In general, the current AR landscape is fragmented into a plethora of frameworks with limited applicability. Some lack the inclusion of collaborative features, others are incompatible with app development frameworks familiar to business developers. Flutter is an uprising framework that continues to gain popularity, but except for some single-platform plugins without collaborative features (Leuschenko, 2021; Francesco, 2022), there are no competitive solutions for the creation of AR applications. With the creation of our AR Flutter plugin for collaborative AR experiences, we intend to solve the aforementioned problems. Choosing Flutter as the underlying platform brings cross-platform support while preventing companies from having to hire game developers. We build upon on ARCore and ARKit and unify both frameworks using an overarching layer in Dart (cross-platform programming language) to ensure continuous access to cutting-edge functionality.

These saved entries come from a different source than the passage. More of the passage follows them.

PR #928, opened 2024-09-30
expose some metrics over HTTP (Prometheus)

cskiraly:
This is just to start exposing the metrics that are already there from libp2p.
Further changes are needed to make sure the right metrics are collected and exposed.


cskiraly:
closing, since metrics were already exposed with --metrics :-)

For maximum flexibility, we aim to build the plugin in a cloud-agnostic fashion, with the small exception of cloud anchors for the distribution of visual feature representations, for which we use Google’s Cloud Anchor API.
3 AR flutter plugin
In Figure 2 a high-level overview of the AR Flutter plugin’s software architecture is shown, which is structured into two main parts: A unified, cross-platform API providing an interface to applications that use the plugin, and platform-specific implementations for Android and iOS that perform logic that cannot be abstracted to the Flutter level. The exposed section of the framework contains widgets that can be included in a client app’s widget tree to enhance the UI and AR managers that handle all functionality and logic related to AR and serve as the control instruments of the plugin. Communication with the platform-specific implementations happens only via the plugin’s API. In this structure, Flutter’s platform channel and platform view system can be viewed as an implementation of the adapter pattern. The ARView, for example, makes use of the platform view adapters to expose functionalities of the underlying ARActivity on Android or the ARUIViewController on iOS to the outside world. Different low-level implementations are unified into an easy-to-use and platform-independent API. The same holds for the AR managers: They abstract the interactions with highly platform-specific features like tracking or rendering into a unified interface by using platform channel functionality as an adapter between the Flutter API and the Swift or Kotlin code sectors of the plugin. The following sections further elaborate on the individual building blocks of the AR Flutter plugin.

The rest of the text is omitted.